Hurda karşılığı kazma vurup yok ediyoruz
Ve derken korkulan oldu. Yaklaşık beş yıl süren bir sessizliğin ardından Prof. Sami Şekeroğlu Sinema-TV Merkezi “hurda karşılığı yıkım ihalesi” ile kazmalara teslim oldu. Birçok kişinin beklediği, benim ise “Yok artık bu kadarına da cesaret edemezler!” deyip biraz teselli bulduğum bir durumdu bu. Ama kazmalar ne hukuk dinliyor ne de teselli. Geçmişi yaşatacak ne kadar değer varsa üzerlerinden silindir gibi geçiliyor. Yapamayanların değil de yıkanların, yıkılanların ve de tarih yazanların “hurda karşılığı” yok edildiği bir evrenden geçiyoruz.
Yıkılan yalnızca eski film kutularının üst üste istiflenip saklandığı öylesine bir depo değildir. Hele hele birilerinin isteği ile istenildiği zaman kamyonlara yüklenerek gelişigüzel bir yerden bir yere taşınabilecek bir mal da değildir. Yıkılan ve taşınan bu coğrafyanın ilk ve tek sinema eğitimi veren bir yeri ile bir ülkenin kültür belleğini içeren belleğidir.
İşte böylesine bir yer “hurda karşılığı yıkım ihalesi” ile yargılama süreci kesinleşmeden yangından mal kaçırır gibi anlaşılmaz bir telaşla yıkılıp yerle bir ediliyor.
Yıkılan yerin tarihi önemi ile ülkemizin değerler zincirinde ne denli önemli bir halka olduğundan söz etmeyeceğim. Bilenler bilir. Hele hele orada ders verenlerle ders alanlar bizlerden çok ama çok daha iyi bilir. Orası yalnızca bir okul, bir arşiv, bir depo ya da bir kitaplık ile bir sinema müzesi değildir. Onların da ötesinde binlerce gencin düşlerini gerçekleştirme olanağını bulduğu eğitilirken deneyen, denedikçe de öğrenilen kendi ulusal değerlerinin muhafaza edilip saklandığı, daha yapılacak nicelerinin de emanet edilecek güvenli bir sığınak, bir film hazinesi, dahası bir sinema mabedidir.
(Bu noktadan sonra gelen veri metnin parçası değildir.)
PR #500, opened 2017-01-19
Fix Sending Nil Request Causing Crash.

### LINKED ISSUE #499: SDLManager will crash if passed a nil request
### Bug Report
`SDLManager`, and subsequently it's backing `SDLLifecycleManager` do not check against nil requests being sent. Because of this, it causes an uncaught exception in `SDLResponseDispatcher` due to the fact that the dispatcher uses the request's correlationId as a key in it's backing hash map.

To solve this, we need to check against nil requests in the lifecycle manager. If we come across one, we should throw an error and return.

##### Reproduction Steps
1. Connect to Core.
2. Send nil request.
3. Crash

##### Expected Behavior
App does not crash when passed a nil request.

##### Observed Behavior
App crashes when passed a nil request.

* SDL iOS Version: 4.5

```objc
SDLShow* show = nil;
[self.sdlManager sendRequest:show];
```

where `sdlManager` is your `SDLManager` object.

asm09fsu:
Fixes #499 

### Risk

### Testing Plan
There is a unit test that has been added to test sending a nil request in `SDLLifecycleManagerSpec` 

### Summary
Added check for sending a nil request.

##### Bug Fixes
* Fixed issue with sending a nil request crashes due to Invalid Exception.

### Notes
Because an app should *never* send a nil request, we throw an exception. Should we instead be just firing the response handler (if nonnull)? There would be a possibility that a developer passes a nil response handler, and in that case they would never know this error was occuring if not for a throw.

### DIFF
--- a/SmartDeviceLink/SDLLifecycleManager.m
+++ b/SmartDeviceLink/SDLLifecycleManager.m
@@ -367,6 +367,15 @@ SDLLifecycleState *const SDLLifecycleStateReady = @"Ready";
 - (void)sdl_sendRequest:(SDLRPCRequest *)request withResponseHandler:(nullable SDLResponseHandler)handler {
     // We will allow things to be sent in a "SDLLifeCycleStateTransportConnected" state in the private method, but block it in the public method sendRequest:withCompletionHandler: so that the lifecycle manager can complete its setup without being bothered by developer error
 
+    // If, for some reason, the request is nil we should error out.
+    if (!request) {
+        [SDLDebugTool logInfo:@"Attempting to send a nil request, request not sent."];
+        if (handler) {
+            handler(nil, nil, [NSError sdl_lifecycle_rpcErrorWithDescription:@"Nil Request" andReason:@"Request must not be nil"]);
+        }
+        return;
+    }
+    
     // Add a correlation ID to the request
     NSNumber *corrID = [self sdl_getNextCorrelationId];
     request.correlationID = corrID;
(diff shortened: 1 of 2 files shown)


SmartDeviceLink/SDLLifecycleManager.m
```diff
@@ -367,6 +367,14 @@ - (void)sendManagerRequest:(__kindof SDLRPCRequest *)request withResponseHandler
 - (void)sdl_sendRequest:(SDLRPCRequest *)request withResponseHandler:(nullable SDLResponseHandler)handler {
     // We will allow things to be sent in a "SDLLifeCycleStateTransportConnected" state in the private method, but block it in the public method sendRequest:withCompletionHandler: so that the lifecycle manager can complete its setup without being bothered by developer error
 
+    // If, for some reason, the request is nil we should error out.
+    if (!request) {
```
joeljfischer: This should use `NSParameterAssert` instead.

joeljfischer: Not sure if we also want in production for it to fail by calling the handler and returning. The assert will only apply during DEBUG. We should probably prevent the error in production?

SmartDeviceLinkTests/DevAPISpecs/SDLLifecycleManagerSpec.m
```diff
@@ -265,6 +265,12 @@ + (void)configure:(Configuration *)configuration {
                 OCMVerify([proxyMock sendRPC:[OCMArg isKindOfClass:[SDLShow class]]]);
             });
             
+            it(@"cannot send a nil RPC", ^{
+                SDLShow *testShow = nil;
+
+                expectAction(^{ [testManager sendRequest:testShow]; }).to(raiseException().named(NSInternalInconsistencyException));
```
joeljfischer: This needs to be updated with what will happen.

Yine bilenler bilir. Sami Şekeroğlu ile hem dosttuk hem de kavgalı. Onunla dostluğumuz da kavgalarımız da yıllar yıllar önce yıkılan merkezin ilk yeri olan Güzel Sanatlar Akademisi’nin merdiven altındaki yerinde başlamıştı. Yıllar yılı da dostluğumuz ve de kavgalarımız böyle devam etti. Benim başım sıkıştığımda onu, onun da zaman zaman gerekli gördüğünde beni araması hiç kesilmedi. Onca kavgalarımız bile bu ilişkimizin saygı çerçevesinin dışına çıkmasına izin vermedi. Hem birbirimize güvenir, saygı duyar hem de anlaşamadığımız konularda kıyasıya kavga ederdik. Ne koptuk ne de bir araya gelebildik. Aramızdan ayrılışına dek de bu garip durum böyle sürüp gitti.
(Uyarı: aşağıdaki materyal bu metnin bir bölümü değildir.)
PR #503, opened 2017-01-19
SDLAbstractProtocol Removal

### LINKED ISSUE #217: SDLAbstractProtocol only has one subclass and could be removed
This class could be refactored so we only have the `SDLProtocol` class, there is no need for abstraction here.

asm09fsu:
Fixes #217 

### Risk

### Testing Plan
All tests from `SDLAbstractProtocolSpec` have been added to `SDLProtocolSpec`.

### Summary
Removed `SDLAbstractProtocol` and replaced it with the already existing `SDLProtocol` as the former class was basically an empty skeleton that set 2 properties and handles 3 delegate callbacks for `SDLTransportDelegate`.

##### Breaking Changes
* Removed `SDLAbstractProtocol`.


joeljfischer:
This will need to wait for 6.0 due to `SDLProxy` not being changed in 5.0. See [this issue comment](https://github.com/smartdevicelink/sdl_evolution/issues/48#issuecomment-278344863) for more information.

PR #506, opened 2017-01-19
Fixed issue relating to getting unhandled warnings from RAI Response.

### LINKED ISSUE #505: SDLManager's startWithReadyHandler returns back success of NO for some resultCodes
### Bug Report
Currently, the success that we return back within `SDLLifecycleManager`'s `startWithReadyHandler:` functions is driven by the `resultCode` of the RegisterAppInterfaceResponse. We currently also return back a success of `YES` if the `resultCode` is equivalent to `WARNINGS` or `RESUME_FAILED`. This is an issue, however, because we have many more warnings we need to handle.

The correct way to handle the success of the RAI is to look at the response's `success` property, which, as a `BOOL`, will return `YES` or `NO` and uses the `resultCode` as further information (such as a successful registration, but warnings also). 

A prime example of one we do not handle is if we are registering with an `hmiLanguage` of `EN_US`, but the head unit is actually `EN_GB`. This will return back a `resultCode` of `WRONG_LANGUAGE`, which currently the logic with `SDLLifecycleManager` returns back a success of `NO`.

For the developer, a current workaround until this issue is resolved is to instead of checking the block's return values, instead check the `registerAppInterfaceResponse` property's `success` instead.

##### Expected Behavior
SDL should return true when the response's `success` is `YES` independent of `resultCode`.

##### Observed Behavior
SDL returns false is `success` is `YES` and `resultCode` is not `SUCCESS`, `WARNINGS`, `RESUME_FAILED`.

* SDL iOS Version: 4.5.1

##### Misc
A current workaround is below:

```objc
[self.sdlManager startWithReadyHandler:^(BOOL success, NSError * _Nullable error) {        
        if (!self.sdlManager.registerResponse.success.boolValue) {
            [SDLDebugTool logFormat:@"Error Registering: %@", strongSelf.manager.registerResponse.resultCode.value];
            return;
        }
        
        // Continued post-connection setup.
    }];
```

asm09fsu:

İkimizin de tek ortak yanı sinemamızı çok ama çok sevmekti. O sinemaya olan sevgisini bir yandan geçmişini toplayarak, diğer yandan da geleceğini yetiştirmekle ifade etti. O bir ömür harcayarak bunu başaran ilk ve tek kişi oldu. Bizler için bir düş olanı bir gerçek yaptı. Onun içindir hem kavgamız hem de saygımız.
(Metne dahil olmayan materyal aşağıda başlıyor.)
PR #514, opened 2017-01-28
Streaming Media Manager Updates

### LINKED ISSUE #478: Update Streaming Media Manager to handle all App & HMI States
### Bug Report
This issue is combination of #430 and #435. This is also implementing all topics discussed in [this proposal](https://github.com/smartdevicelink/sdl_evolution/pull/56).

### LINKED ISSUE #583: [SDL 0033] Streaming Media Manager 5.0
Proposal: [Streaming Media Manager 5.0](https://github.com/smartdevicelink/sdl_evolution/blob/master/proposals/0033-streaming-media-manager-update.md)

> This proposal is geared at revamping how the Streaming Media Manager (SMM) class manages audio/video streaming. This revamp will also include lifecycle management for these streams as the overall app/proxy lifecycle changes.

Review: smartdevicelink/sdl_evolution#103

SDLC Steering Committee Decision:

> The Steering Committee has agreed to accept this proposal, with the following text removed from the “Sending video data when iPhone is moving to background” section: “Please re-open <#App Name#>”. For now, the screen will default to black, as the committee has not yet agreed upon the text that should be displayed. Toyota will submit a separate proposal for this text once they’ve confirmed their recommendation with their appropriate teams internally.

asm09fsu:
Fixes #583 

### Risk

### Testing Plan
This will be using Unit Tests to test switching from different states.

### Summary
This PR is based off the proposal [here](https://github.com/smartdevicelink/sdl_evolution/pull/56).

##### Enchancements
* Completely rewritten `SDLStreamingMediaManager` to handle all application, HMI, and streaming states. 

### Tasks Remaining:
- [x] Add Unit tests
- [x] Remove background screen string
- [x] Add logging


joeljfischer:
This will need to be updated with the result of https://github.com/smartdevicelink/sdl_ios/pull/669 and https://github.com/smartdevicelink/sdl_ios/pull/668

SmartDeviceLink/SDLStreamingMediaLifecycleManager.m
```diff
@@ -0,0 +1,544 @@
...
+            
+            self.backgroundingPixelBuffer = backgroundingPixelBuffer;
+        }
+    }
+    
+    [[NSNotificationCenter defaultCenter] postNotificationName:SDLVideoStreamDidStartNotification object:nil];
+}
+
+- (void)didEnterStateVideoStreamShuttingDown {
+    [self.protocol endServiceWithType:SDLServiceTypeVideo];
```
joeljfischer: Should also tear down the `videoEncoder`?

SmartDeviceLink/SDLVideoEncoder.m
```diff
@@ -0,0 +1,276 @@
...
+    _compressionSession = NULL;
+    _currentFrameNumber = 0;
+    _videoEncoderSettings = properties;
+    
+    _delegate = delegate;
+    
+    OSStatus status;
+    
+    // Create a compression session
+    status = VTCompressionSessionCreate(NULL, dimensions.width, dimensions.height, kCMVideoCodecType_H264, NULL, self.sdl_pixelBufferOptions, NULL, &sdl_videoEncoderOutputCallback, (__bridge void *)self, &_compressionSession);
```
joeljfischer: This and below is *so* much to do in the `init`, it should be shifted to a `start` method (there's already a stop, which if called, means that this object becomes useless!)

SmartDeviceLink/SDLLifecycleConfiguration.h
```diff
@@ -123,6 +124,16 @@ NS_ASSUME_NONNULL_BEGIN
  */
 @property (copy, nonatomic, nullable) NSArray<Class<SDLSecurityType>> *securityManagers;
 
+/**
+ *  What encryption level video/audio streaming should be. The default is SDLStreamingEncryptionFlagAuthenticateAndEncrypt.
+ */
+@property (assign, nonatomic) SDLStreamingEncryptionFlag streamingEncryption;
```
asm09fsu: The goal for SMM is to not be interacted with directly by the developer for initialization, only for observation.

SmartDeviceLink/SDLLifecycleConfiguration.h
```diff
@@ -123,6 +124,16 @@ NS_ASSUME_NONNULL_BEGIN
...
+
+/**
+ *  Properties to use for applications that utilitze the video encoder for streaming.
+ */
+@property (copy, nonatomic, nullable) NSDictionary<NSString *, id> *videoEncoderSettings;
```
asm09fsu: The goal for SMM is to not be interacted with directly by the developer for initialization, only for observation. We want to set these settings in the lifecycle configuration so that the LCM can handle the initialization.

SmartDeviceLink/SDLVideoEncoder.m
asm09fsu: The only reason this is "so" much to do is because settings the keys is a pain to actually do. Not sure why would would need to migrate this over as this is required to user the video encoder. `SDLVideoEncoder` will only ever be used internally, not by a developer.

SmartDeviceLink/SDLStreamingMediaLifecycleManager.m
asm09fsu: Video encoder gets stopped once the state heads to Stopped. This only occurs if there's an error or if we receive a stop session ACK.

asm09fsu:
🙏🏻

Bu coğrafyada geleceğe ilişkin bir şeyleri bir araya getirmek sanıldığı gibi pek kolay değildir. Hem de hiç kolay değildir. Bir ömür tüketmek gerekir. O yalnızca bir arşiv yapmadı, dahasını, eğitimle bir ülke sinemasının belleğini bir araya getirerek nice sinema seven gençleri sinemamıza armağan etti.
Kimi ülkeler böylesine insanların heykelini diker. Bizler ise hurda kaşlığı kazma vurup yok ediyoruz.